What you will do -> All lines with the word "token" must be pulled from the entries below.

Stored items

***

PR #810, opened 2023-07-18
[#809] fix: SQL input field width to improve UX for larger queries

### LINKED ISSUE #809: SQL textareas are too small
The width should fill the whole area (width: 100%) since nothing else is used in that space, and the height should be bigger so larger queries can breathe more easily. 

For smaller queries, I believe the extra space is a small price to pay for the enhanced experience of managing larger queries.

Perhaps a nice balance might be 20 lines for reader_sql and 10 lines for flow_sql. Ideally they'd be the same size for consistency.

Here's a preview of what it might look like
image

An example with a slightly longer query (courtesy of Bard)
image

You can see once we start getting into more realistic / advanced queries, it can quickly get much longer.

keevan:
Resolves #809

Before:
image

After:

image

### DIFF
--- a/classes/local/step/base_step.php
+++ b/classes/local/step/base_step.php
@@ -299,6 +299,18 @@ abstract class base_step {
     }
 
     /**
+     * Allow steps to setup the form depending on current values.
+     *
+     * This method is called after definition(), data submission and set_data().
+     * All form setup that is dependent on form values should go in here.
+     *
+     * @param \MoodleQuickForm $mform
+     * @param \stdClass $data
+     */
+    public function form_definition_after_data(\MoodleQuickForm &$mform, \stdClass $data) {
+    }
+
+    /**
      * Sets the default types for each input field defined
      *
      * This is mostly defined upfront and unlikely to change, and will show the following if not set:
--- a/classes/form/step_form.php
+++ b/classes/form/step_form.php
@@ -140,6 +140,24 @@ class step_form extends \core\form\persistent {
     }
 
     /**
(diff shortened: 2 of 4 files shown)


keevan:
I tried using a class (w-100) instead of adding to the styles, but I don't think I'm applying it properly.

e.g. these didn't work:
```
        $mform->addElement('textarea', 'config_sql', get_string('reader_sql:sql', 'tool_dataflows'),
            ['class' => 'w-100', 'cols' => 50, 'rows' => 7, 'style' => 'font: 87.5% monospace;']);
```

```
        $mform->addElement('textarea', 'config_sql', get_string('reader_sql:sql', 'tool_dataflows'),
            ['class' => 'w-100', 'rows' => 7, 'style' => 'font: 87.5% monospace;']);
```

classes/local/step/base_step.php
```diff
@@ -298,6 +298,18 @@ public function form_setup(\MoodleQuickForm &$mform) {
...
+    /**
+     * Allow steps to setup the form depending on current values.
+     *
+     * This method is called after definition(), data submission and set_data().
+     * All form setup that is dependent on form values should go in here.
+     *
+     * @param \MoodleQuickForm $mform
+     * @param \stdClass $data
+     */
+    public function form_definition_after_data(\MoodleQuickForm &$mform, \stdClass $data) {
```
Peterburnett, line 310: This makes me wonder whether this should be an abstract class instead. This is more an idle thought, no changes required.

Peterburnett (approved):

PR #812, opened 2023-07-21
add psr3 logging

### LINKED ISSUE #681: Aborted flows display the wrong "finish time"
If a flow gets aborted the finish time displays in the UI as `1 January 1970, 10:00:00 AM` probably because it is unix time 0.

Ideally, this should show the time it was aborted, or nothing at all.

keevan:
- feat: add log to file in dataflow specific run format
- build: add symfony/monolog-bundle
- build: composer update to update packages
- feat: implement basic psr3 logging, replacing the current implementation
- add 3rd party libs to the XML
- chore: remove unused logging_context class
- refactor: calls from log(message) to log->info(message)
- fix: issue when run isn't created due to it bring a dry run
- fix: add engine step context (step name) to the log
- fix: logging structure to be more compact
- improve logging messages inside step exec
- fix: update logging for switch and variable steps
- fix: update logging such that the individual step context is added automatically
- fix: calling abort multiple times won't cause an exception
- feat: add admin level settings to configure the log handlers enabled for all flows
- feat: add dataflow level settings to configure log handlers

Resolves most of https://github.com/catalyst/moodle-tool_dataflows/issues/381

Only missing the ability to adjust log level view from UI (aside from in browser console / dev tools)

Resolves #681


classes/local/execution/engine.php
```diff
@@ -506,21 +521,30 @@ public function finalise() {
...
         $message = '';
         if (isset($reason)) {
             $message .= $reason->getMessage();
             if (isset($reason->debuginfo)) {
                 $message .= PHP_EOL . $reason->debuginfo;
             }
         }
-        $this->log('Aborted: ' . $message);
+
+        $this->set_current_step(null);
```
Peterburnett, line 537: This appears to be handled by the caller as well. Worth making it a single responsibility point?

classes/local/execution/engine.php
```diff
@@ -676,4 +706,99 @@ public function resolve_path(string $pathname) {
...
+
+        // Each channel represents a specific way of writing log information.
+        $log = new Logger($channel);
+
+        // Add a custom formatter.
+        $log->pushProcessor(new PsrLogMessageProcessor(null, true));
+
+        // Ensure step names are used if supplied.
+        $log->pushProcessor(function ($record) {
+            if (isset($this->currentstep)) {
```
Peterburnett, line 743: I find the logic of this callback a little hard to follow, I think it can be slightly simplified
```
           if (isset($this->currentstep)) {
               $record['context']['step'] = $this->currentstep->name;
               $record['message'] = '{step}: ' . $record['message'];
            }
            if (isset($record['context']['record'])) {
                $record['message'] .= ' {record}';
                $record['context']['record'] = json_encode($record['context']['record']);
            }
```

Peterburnett: Also is the '{step}' string processing as a literal intended? (If im reading this right)

classes/local/execution/engine.php
```diff
@@ -676,4 +706,99 @@ public function resolve_path(string $pathname) {
...
+        }
+
+        // Default Moodle handler. Always on.
+        $mtracehandler = new mtrace_handler(Logger::DEBUG);
+        $mtracehandler->setFormatter($lineformatter);
+        $log->pushHandler($mtracehandler);
+
+        // Log to the browser's dev console for a manual run.
+        if (isset($loghandlers[log_handler::BROWSER_CONSOLE])) {
+            $log->pushHandler(new BrowserConsoleHandler(Logger::DEBUG));
```
Peterburnett, line 774: The BrowserconsoleHandler doesnt get the same treatment as the other 2 handlers (microtime formatting). Any reason it cant be consistent between all handers?

classes/local/execution/iterators/dataflow_iterator.php
```diff
@@ -222,9 +223,12 @@ public function next($caller) {
             // Expose the number of times this step has been iterated over.
             $this->stepvars->set('iterations', $this->iterationcount);
 
-            $this->step->log('Iteration ' . $this->iterationcount . ': ' . json_encode($newvalue));
+            // Log the iteration for real steps.
+            if (!$this->steptype instanceof flow_cap) {
```
Peterburnett, line 227: I might be mixing up my contexts but isnt the flow cap check handled in the log method on the engine step? I think this check might be redundant

Peterburnett (commented):
Looking largely great. Its really hard to follow the different levels of 'log()' in general, as its somewhat nested in internals, but what I read *does* make sense, and I think that im largely missing some wider context when working with it.

classes/local/execution/engine.php
keevan: Do you have any particular suggestions to simplifying it? The record one might no longer be needed, as the logs have since changed to print out the context as well. 

> Also is the '{step}' string processing as a literal intended? (If im reading this right)

Keen observation. It's levaraging the PSR log class, where the "step" value replaces any instances of "{step}" in the message. It's pretty neat. And it only applies when the  "step" value is supplied

classes/local/execution/engine.php
keevan: I believe because to get it working, it needs to work with it's internal message formatter. The other ones direct the logs to a stream, or a rotating file or to mtrace. To keep things consistent there, the log message format is utilised.

I can definitely try and apply the formatter, but I feel like you'd see the console.log time in addition to the message, in addition to the context, without it being a nice JS object you can pull out and play with.

classes/local/execution/iterators/dataflow_iterator.php
keevan: That's fair. It was re-added because I converted all the checks to `->log->info()` calls and you're correct. If I changed this back, it would work without the additional check.

classes/local/execution/engine.php
keevan: image

Doesn't seem to be (when I remove this), so there might be a place where this isn't applied cleanly. There might be a nicer way to go about this in general, but calling set_current_step(null) from within the context of a step feels weird.

keevan: Hint: `Abort if failed: ` is the name of a step, and `Engine: ` should be the start of the message.

classes/local/execution/engine.php
Peterburnett: Gotcha, second layer of string interpolation. Neat

classes/local/execution/engine.php
Peterburnett: No thats fine, just something I spotted that was different to the other 2. Happy to leave as is

keevan: I tested this in the browser. I think it's OK leaving it with just Iteration 1, iteration 2, etc.

You can easily filter down to specific content as required, which would do more or less the same thing as visual inspection.

I think the debugging experience is OK, and is probably better to have less noise by default until you drill down to a specific example, there is probably some degree of browser performance benefit there by not including the context data by default (in this case, the record)

Peterburnett (approved):
LGTM

PR #815, opened 2023-07-25
fix: directory file list step to properly handle glob returns

keevan:


keevan:
Small update to PR, the filter were applied but the filtered list wasn't being returned :zany_face: .. which is a bug

Also some surrounding doc updates

Peterburnett (approved):

PR #817, opened 2023-07-25
feat: named capture group support for regex transformer step

### LINKED ISSUE #816: Add support for named capture groups on regex transform step
Currently it sets the first capture on `record.<stepalias>`, which is okay but limiting. Potentially, you don't want a step alias to match a flowing record field, or you may want to reuse it later on in a different flow step.

I propose we add support for named capture groups, which gives us the flexibility to declare all the matches we expect, and we can use the names to set the relevant keys. Win-win?

keevan:
Resolves #816


Peterburnett (approved):
This is really nice, makes it much easier to capture slippery data.

PR #827, opened 2023-08-11
close #826 - fix: broken reader_sftp_directory_file_list

### LINKED ISSUE #826: Missing SFTP directory file list reader
The code is there, but doesn't get picked up due to incorrect file/class name.

dmitriim:


keevan:
Changes look good. Could you also update the commit message?

dmitriim:
@keevan Any particular suggestion for commit message? I was trying to follow the pattern of the existing commits.

keevan:
> @keevan Any particular suggestion for commit message? I was trying to follow the pattern of the existing commits.

You can change `fix: fix broken reader_sftp_directory_file_list` to `fix: broken reader_sftp_directory_file_list` if you'd like. Mainly getting rid of the extra/repeated word.

dmitriim:
Oh. I thought the pattern here is like: <type of commit>: <commit message>.

keevan (approved):
LGTM

keevan:
> Oh. I thought the pattern here is like: [type of commit]: [commit message]. Would be good to document it somewhere all edge cases of this to save people some time.

The convention I'm using is https://www.conventionalcommits.org/en/v1.0.0-beta.4/

Regardless of convention, I think its odd if it reads "fix fix" and sounds a bit redundant.

dmitriim:
> I think its odd if it reads "fix fix"

That's probably just you. 

I think the best suggestion would be to replace the second fix by another similar verb. But anyway...

PR #128, opened 2018-09-27
move propagation latency tracking out of extra_data to tracking_data

qcdll:
same as #127 
we can still have #126 after this lands


ninjaahhh:
conflicts should only be some name changing

qcdll:
pretty sure tracking data is in block body for both

ninjaahhh:
image

ah you are right, I'm misled by this

PR #133, opened 2018-10-01
Fix difficulty data type in EcoInfo RPC

ninjaahhh:
theoretically non-breaking, but could cause incompatibility problems during deploying if some hosts use the old data types and some use new


ninjaahhh:
safe to deploy, since it's intra-cluster RPC invocation

PR #134, opened 2018-10-01
Refresh root block during mining simulation

### LINKED ISSUE #107: Refresh mining root block when new minor block header comes in
during simulated mining in testnet, whenever the block gets refreshed (~~a new tx for minor block, or~~ a new minor block header for a root block comes in), should pass the new block into `miner.input_q`, such that miner will discard current progress and start mining new block to maximize testnet's performance.

in production, since new block is triggered by mining (`miner.get_work` will generate blocks to mine) which has a 5-second period during each block generation, this is not an issue.

(it's less an issue for minor block since the mining interval is short.)

ninjaahhh:
another way to fix #107: instead of refreshing root block, simply move logic in #132 to the simulation miner, so other types of miners can work as expected.

should merge this PR then #132

### DIFF
--- a/quarkchain/cluster/miner.py
+++ b/quarkchain/cluster/miner.py
@@ -153,6 +153,8 @@ class DoubleSHA256(MiningAlgorithm):
         return False
 
     def post_process_mined_block(self, block: Block):
+        if not self.nonce_found:
+            raise RuntimeError("cannot post process since no nonce found")
         block.header.nonce = int.from_bytes(self.nonce_found, byteorder="big")
         super().post_process_mined_block(block)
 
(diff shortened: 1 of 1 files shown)


quarkchain/cluster/miner.py
```diff
@@ -215,6 +219,10 @@ def _mine_new_block_async(self):
                 # start mining before processing and propagating mined block
                 instance._mine_new_block_async()
                 try:
+                    # Root block should include latest minor block headers while it's being mined
+                    # This is a hack to get the latest minor block included since testnet does not check difficulty
+                    if instance.consensus_type == ConsensusType.POW_SIMULATE:
+                        block = await self.create_block_async_func()
```
qcdll: add `post_process_mined_block` here per discussion

ninjaahhh: will do

PR #136, opened 2018-10-03
add cancel token for use in p2p service

qcdll:
learn more about cancel_token in https://github.com/ethereum/asyncio-cancel-token
read more why py-evm needed this: https://vorpus.org/blog/timeouts-and-cancellation-for-humans/
it applies to our project as well


ninjaahhh:
add a README and then link to that repo? can also note some changes we intend to add to the original code

PR #137, opened 2018-10-04
[external miner p1] Refactor mining loop

ninjaahhh:
...required for writing external miners reusing current
`Miner._mine_loop` logic by decoupling block and mining work.


quarkchain/cluster/miner.py
```diff
@@ -263,6 +233,8 @@ def _mine_new_block_async(self):
         # 5 sec interval magic number
         if not self.current_work or now - self.current_work.header.create_time > 5:
             block = await self.create_block_async_func()
+            if not block:
+                raise RuntimeError("Created empty block")
```
qcgg: the message is confusing. shouldn't it be "Failed to create block"?

ninjaahhh:
yes we can have both the local & remote mining logic merged, which requires some changes to correctly channel the information (eg stop mining locally if a valid work is submitted, or clear remote work after mining a local block)

will probably do this in a later PR

quarkchain/cluster/miner.py
ninjaahhh: will do

Issue #115, opened 2018-09-24
Restrict root chain mining


qcgg:
Root block signed by a preconfigured private key shall have a weaker requirement on difficulty. The matching public key is hardcoded and used to validate the signature.

PR #139, opened 2018-10-05
Add signature field to RootBlockHeader

qcgg:
#115

### DIFF
--- a/quarkchain/core.py
+++ b/quarkchain/core.py
@@ -11,6 +11,7 @@ from typing import List
 
 import ecdsa
 import rlp
+import eth_keys
 from eth_keys import KeyAPI
 
 import quarkchain.evm.messages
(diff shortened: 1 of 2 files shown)


quarkchain/config.py
```diff
@@ -220,6 +220,7 @@ class QuarkChainConfig(BaseConfig):
 
     PROOF_OF_PROGRESS_BLOCKS = 1
     TESTNET_MASTER_ADDRESS = "199bcc2ebf71a851e388bd926595376a49bdaa329c6485f3"
+    GUARDIAN_PUBLIC_KEY = "00" * 64  # TODO: update this
```
qcdll: huh?

qcgg: we'll put a real key here later to turn on guardian

ninjaahhh:
discussed offline, will need to change `Miner.get_work` to add a parameter specifying whether to get work as guardian (lowered difficulty)

PR #140, opened 2018-10-05
Clean up diff / pow check

ninjaahhh:


quarkchain/cluster/master.py
```diff
@@ -162,12 +161,14 @@ def __has_block_hash(self, block_hash):
...
         for i in range(len(block_header_list) - 1):
-            block, prev = block_header_list[i : i + 2]
-            if block.height != prev.height + 1:
+            header, prev = block_header_list[i : i + 2]
+            if header.height != prev.height + 1:
                 return False
-            if block.hash_prev_block != prev.get_hash():
+            if header.hash_prev_block != prev.get_hash():
                 return False
+            validate_seal(header, consensus_type)
```
qcgg: do the same in shard.py?

qcgg: I'll take care of it.

PR #144, opened 2018-10-05
Validate seal in Shard SyncTask and handle_new_block

qcgg:


quarkchain/cluster/shard.py
```diff
@@ -299,13 +299,17 @@ def __has_block_hash(self, block_hash):
...
+            if header.height != prev.height + 1:
                 return False
-            if block.hash_prev_minor_block != prev.get_hash():
+            if header.hash_prev_minor_block != prev.get_hash():
                 return False
+            shard_id = header.branch.get_shard_id()
+            consensus_type = self.shard.env.quark_chain_config.SHARD_LIST[
+                shard_id
+            ].CONSENSUS_TYPE
+            validate_seal(header, consensus_type)
```
ninjaahhh: do you want to raise exception here or catch it and return False?

ninjaahhh: similar to `master.__validate_block_headers`. whichever way we choose, let's keep them the same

***

Result below ->
add cancel token for use in p2p service
learn more about cancel_token in https://github.com/ethereum/asyncio-cancel-token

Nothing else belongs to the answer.